The prepared tourists are the ones who bought duty-free drink on the way in, and there's a scattering of gin, Bacardi and whisky down the tables.
Wine is prohibitively priced in Samoa, but Vailima beer is cheap and excellent.
Saturday night is fiafia night at Tanu and after a meal of chicken, fish, palusami, breadfruit, cabbage salad and rice, washed down with lemon-leaf tea, the dancing begins.
This is family entertainment. The grandfather, Taito Muese Tanu, and his wife watch from the sidelines but everyone else takes part, even the 2-year-old who toddles around copying his sisters and brothers, parents and cousins.
The fire dancer is a 12-year-old. He had just returned from a competition in Apia where he won his age-group title and was about to leave for a competition in Hawaii. Hot stuff.
Floral gifts were presented to an Italian couple on the fifth day of their stay and who didn't look as if they were in any hurry to leave. And then the watchers became part of the show. There was none of the embarrassment of having to "do a turn" but the music turned to disco and everyone got up and shook what they had.

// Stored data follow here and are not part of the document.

PR #1050, opened 2019-05-30
Add fixed "Join Firefox" branding strip to top of all pages.

lesleyjanenorton:
- Adds `branding-strip.hbs`.
- Makes adjustments to page content spacing to account for the added height of the top bar.
- Adds script to toggle the header in and out of view on mobile (< 600px) devices.
- Removes conflicting back to top button from `/breaches`.


public/js/monitor.js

The young men in the family homed in on the young female tourists, but they must have been under instruction because they got the oldies up too.
Then it was over and time for bed. I thought the light bulb would be a mozzie invitation so made do with the moonlight - such a hardship with the reflection off the lagoon - and there I was tucked in with my kapok pillows.

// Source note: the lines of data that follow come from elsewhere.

PR #1070, opened 2019-06-05
Improve `/breaches` loading.

lesleyjanenorton:
#### Broad strokes:
- Loads `all-breaches.min.js` separately (and without the `defer` attribute).
- Reduces the size of the breach array sent to the template by removing more unused `breachCard` properties and sending the localized `breachCard` strings once as`LocalizedBreachCardStrings`.
- Builds only the first 15 breaches on page load with a "Show All" button to see the rest.

#### `breachCard` updates:
- Renames the artist formerly known as `breachCard.String` to `breachCard.LocalizedBreachCardStrings` to match the `/breaches` breach cards. 
- Stops assigning `breachCard.Category` since we aren't doing anything with the category in the cards now anyway.


public/js/all-breaches/all-breaches.js
```diff
@@ -85,112 +86,113 @@ function makeBreaches(breachArray, breachCardWrapper) {
...
 
-    makeBreaches(breachArray, breachCardWrapper);
-    const showAllBreaches = document.getElementById("show-all-breaches");
     const noResultsBlurb = document.getElementById("no-results-blurb");
 
     const fuzzyFindInput = document.getElementById("fuzzy-find-input");
     const fuzzyFinder = document.getElementById("fuzzy-form");
 
-    showAllBreaches.addEventListener("click", (e) => {
+    const [fuzzyShowAll, showHiddenBreaches] = document.querySelectorAll(".show-all-breaches");
```
groovecoder: Are we guaranteed that these will always come back in this order? Or should we do it more like this?

```js
for (const showAllBreachesElement of document.querySelectorAll(".show-all-breaches")) {
  if (showAllBreachesElement.classList.contains("fuzzy-find-input")) {
    // do the code for fuzzyShowAll and return
  }
  // do the code for showHiddenBreaches (and return)
}
```

template-helpers/breaches.js
```diff
@@ -32,70 +30,28 @@ function dataClassesforCards(breach, locales) {
...
+  return breaches;
+}
 
-    breachCard.AddedDate = prettyDate(breach.AddedDate, locales);
-    breachCard.PwnCount = localeString(breach.PwnCount,locales);
-    breachCard.DataClasses = dataClassesforCards(breach, locales);
+function makeBreachCards(breaches, locales) {
+  const formattedBreaches = [];
+  const breachCardStrings = getLocalizedBreachCardStrings(locales);
+  breaches = JSON.parse(JSON.stringify(breaches));
```
groovecoder: Do you have to `JSON.parse(JSON.stringify())`? Can you just use `breaches` without `stringify` and `parse`?

template-helpers/breaches.js
```diff
@@ -106,21 +62,28 @@ function lastAddedBreach(options) {
...
+  breach.AddedDate = prettyDate(breach.AddedDate, locales);
+  breach.PwnCount = localeString(breach.PwnCount,locales);
+  breach.DataClasses = dataClassesforCards(breach, locales);
+  return breach;
+}
+
+function getBreachArray(breaches, args) {
   const locales = args.data.root.req.supportedLocales;
-  let allBreaches = args.data.root.breaches;
+  breaches = JSON.parse(JSON.stringify(breaches));
```
groovecoder: Again do we need `JSON.parse(JSON.stringify())` together?

template-helpers/breaches.js
lesleyjanenorton: There may be a way, but after lots of trying different approaches and stack overflowing I wasn't able to find it.

template-helpers/breaches.js
lesleyjanenorton: Same as previous comment.

public/js/all-breaches/all-breaches.js
```diff
@@ -85,112 +86,113 @@ function makeBreaches(breachArray, breachCardWrapper) {
     makeBreachInfoSpans("breach-title", breach.Title, wrapper);
 
     // added date
-    makeBreachInfoSpans("breach-key", breach.String.AddedDate, wrapper);
+    makeBreachInfoSpans("breach-key", LocalizedBreachCardStrings.BreachReported, wrapper);
```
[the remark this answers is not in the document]
lesleyjanenorton: Thank you for calling this out. Our many specs attach a multitude of labels to the `breach.AddedDate` in breach cards - ("Added:"... "Reported on:"... "Breach discovered:"...), but after speaking with Betsy I can confirm we are going with "Breach added: `breach.AddedDate` " - which unfortunately necessitates creating a new string

public/js/all-breaches/all-breaches.js
lesleyjanenorton: We could do this but then we'd still need to assign them to variables because they are also used down the line.

pdehaan:
A couple interesting notes from doing some quick scanning of the _current_ https://fx-breach-alerts.herokuapp.com/breaches page:

- All the contents from the `div#breach-array-json` element is **214K** worth of data.
- All the rendered content of the final HTML page is **469K**.

public/js/all-breaches/all-breaches.js
groovecoder: Hmm .... maybe a helper function then? But not sure how much of the vars we'd have to pass in to make it work? Might not be worth it.

```js
 function addShowAllListeners() {
   const showAllElements = {};
   for (const showAllBreachesElement of document.querySelectorAll(".show-allbreaches")) {
     if (showAllBreachesElement.classList.contains("fuzzy-find-input")) {
       showAllBreachesElement.addEventListener("click", (e) => {
         e.preventDefault();
      fuzzyFindInput.value = "";
      doBreaches(breaches);
      noResultsBlurb.classList = [""];
      fuzzyShowAll.classList = ["fuzzy-find-show-breaches"];
     });
     showAllElements.fuzzyShowAll = showAllBreachesElement;
   } else {
     showAllBreachesElement.addEventListener("click", (e) => {
    doBreaches(breaches);
    showHiddenBreaches.classList.add("hide");
     });
     showAllElements.showHiddenBreaches = showAllBreachesElement;
   }
 }
 return showAllElements;
 }

const { fuzzyShowAll, showHiddenBreaches } = addShowAllListeners();
```

PR #1074, opened 2019-06-05
Show $userEmail in footer.

### LINKED ISSUE #1068: $userEmail is not expanded in email report footer
The footer of a report email I received has:

> We sent this message to $userEmail because the email address opted into alerts from Firefox Monitor.

lesleyjanenorton:
Fixes #1068 (despite the branch name claiming otherwise).

### DIFF
--- a/controllers/user.js
+++ b/controllers/user.js
@@ -54,7 +54,7 @@ async function resendEmail(req, res) {
     email,
     req.fluentFormat("user-add-email-verify-subject"),
     "default_email",
-    { email,
+    { recipientEmail: email,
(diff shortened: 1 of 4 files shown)


controllers/user.js
```diff
@@ -110,13 +109,13 @@ async function add(req, res) {
     req.fluentFormat("user-add-email-verify-subject"),
     "default_email",
     { breachedEmail: email,
+      recipientEmail: email,
```
groovecoder: This also needs to go into the `confirmed` handler in `controllers/oauth.js`

PR #1078, opened 2019-06-06
Add new dashboard and preferences strings.

lesleyjanenorton:


locales/en/app.ftl
```diff
@@ -848,6 +848,28 @@ join-firefox = There is a way to protect your privacy. Join {-brand-name}.
...
+want-to-add = Want to add another email?
+
+# This is part of a confirmation message that appears after a user has submitted
+# the form to add an additional email to Firefox Monitor.
+verify-the-link = Verify the link sent to { $userEmail } to add it to {-product-name}.
+
+# This is part of a confirmation message that appears after a user has submited the
+# form to add an additional email to Firefox Monitor. { $preferencesLink } is a link
+# to the Preferences page. The code and text for the link is generated elsewhere
+# using the {-preferences} string.
```
flodolo: Is this the `monitor-preferences` string?

lesleyjanenorton: It's the `preferences` string that we use as a link title in the menu that drops down off the user avatar.

flodolo: My point is that there's not a `-preferences` string

PR #1081, opened 2019-06-07
Adjust space above "latestBreach" card.

lesleyjanenorton:
Adds more space between the `latestBreach` card and the content above it on smaller screens.

### DIFF
--- a/public/css/monitor.css
+++ b/public/css/monitor.css
@@ -128,12 +128,6 @@ h3.sb-callout {
   max-width: 350px;
 }
 
-@media screen and (max-width: 1100px) {
-  /* .landing-bottom-bar {
-    padding-top: 4vh;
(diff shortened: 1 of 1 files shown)


public/css/monitor.css
```diff
@@ -180,7 +173,7 @@ h3.sb-callout {
     min-height: 96vh;
   }
 
-  /* .landing-bottom-bar {
-    padding-top: 6vh;
-  } */
+  .landing-content .form-desc {
+    padding-bottom: 3rem;
```
groovecoder: Just a note: at some point we should go thru and change our properties to [logical properties](https://developer.mozilla.org/en-US/docs/Web/CSS/CSS_Logical_Properties/Basic_concepts). But that's a bigger project.

Issue #1008, opened 2019-05-24
"fn is not a function" error on dev /hibp/breaches endpoint


pdehaan:
https://fx-breach-alerts.herokuapp.com/hibp/breaches

I use our endpoint to scrape the breach list, but I guess I've always used the monitor.firefox.com prod link, and maybe nothing internally uses the /hibp/breaches endpoint which is why we havent noticed this throwing an error.

![https___fx-breach-alerts_herokuapp_com_hibp_breaches](https://user-images.githubusercontent.com/557895/58345605-9b7f5a00-7e0d-11e9-8c3e-db5f4e65aa03.png)

groovecoder:
Oh, I removed this endpoint, as we decided not to use it for the Firefox door-hanger UI.

pdehaan:
So, is there any way to get a list of all the breaches, or should I just point all my scripts at HIBP's endpoint now?

lesleyjanenorton:
Is there any harm in us bringing this back? Seems like it might be useful.

PR #1096, opened 2019-06-26
Add D3Scene and SocialEngineered logos.

lesleyjanenorton:


pdehaan:
| Name | Logo |
|:-----|:-----|
| D3Scene | Firefox_Monitor |
| SocialEngineered | Firefox_Monitor |

Interestingly, the Logo is there:
https://fx-breach-alerts.herokuapp.com/img/logos/D3Scene.png

But it's not rendering like I expected. Looking at the source on the dev server, it looks like it may be a D3scene vs D3Scene issue, and the server OS is case sensitive:

```html
<img alt="" class="breach-logo lazy-loaded" data-src="/img/logos/D3scene.png" src="/img/logos/missing-logo-icon.png">
```

https://haveibeenpwned.com/api/v2/breach/D3scene

But sadly we removed our [/hibp/breaches](https://fx-breach-alerts.herokuapp.com/hibp/breaches) endpoint, so I can't easily inspect what our modified HIBP data structure is.

lesleyjanenorton:
Thank you for catching this @pdehaan . Should be fixed in #1098. Was the removal of that endpoint intentional? The error message I get when I land there looks like a handlebars helper error.

pdehaan:
> Was the removal of that endpoint intentional? The error message I get when I land there looks like a handlebars helper error.

Intentional per https://github.com/mozilla/blurts-server/commit/a24f3d2205a0ae909d0b63d5b9acfe2e00294dd0 commit and https://github.com/mozilla/blurts-server/issues/1008#issuecomment-495758202.

But unfortunately that also broke virtually every script/tool I've written for blurts-server, since it always expected a JSON blob of breaches at that URL. Although I managed to refactor most of my scripts to use the upstream HIBP API v2 endpoints, and then redid all the logic around our breach logo naming or DataClasses modifying, etc.

pdehaan:
Confirmed.

Firefox_Monitor

PR #1098, opened 2019-06-27
Fix casing on D3scene image.

lesleyjanenorton:


pdehaan:
LGTM, but I'd delete the old file so we don't have **D3Scene.png** _and_ **D3scene.png** and never remember which is the live one.

lesleyjanenorton:
@pdehaan good call but I think I may have to do that in a follow up PR? I renamed the image and so, in this branch anyway, there is no `D3Scene.png` to delete.

lesleyjanenorton:
closing in favor of #1099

Speaking of which, on the drive around the coast from the ferry at Salelologa, there are strange trees decked with large hanging pods.
These are kapok pods, the contents of which are used to stuff pillows. Depending on the size of the pods and the case, it takes between 200 and 300 to make one pillow. The husks and the seeds have to be removed and the remaining fibres inside are soft and silky. The makers have to be careful because if they inhale the strands they risk pneumonia.
Meanwhile, back in the cocoon, the last thing I remember of the night was the sound of a freight train coming straight at me across the water. It was the mother and father of all tropical downpours; inside I was out for the count.
Next morning, I rolled over, pulled up one shutter and watched the sunrise.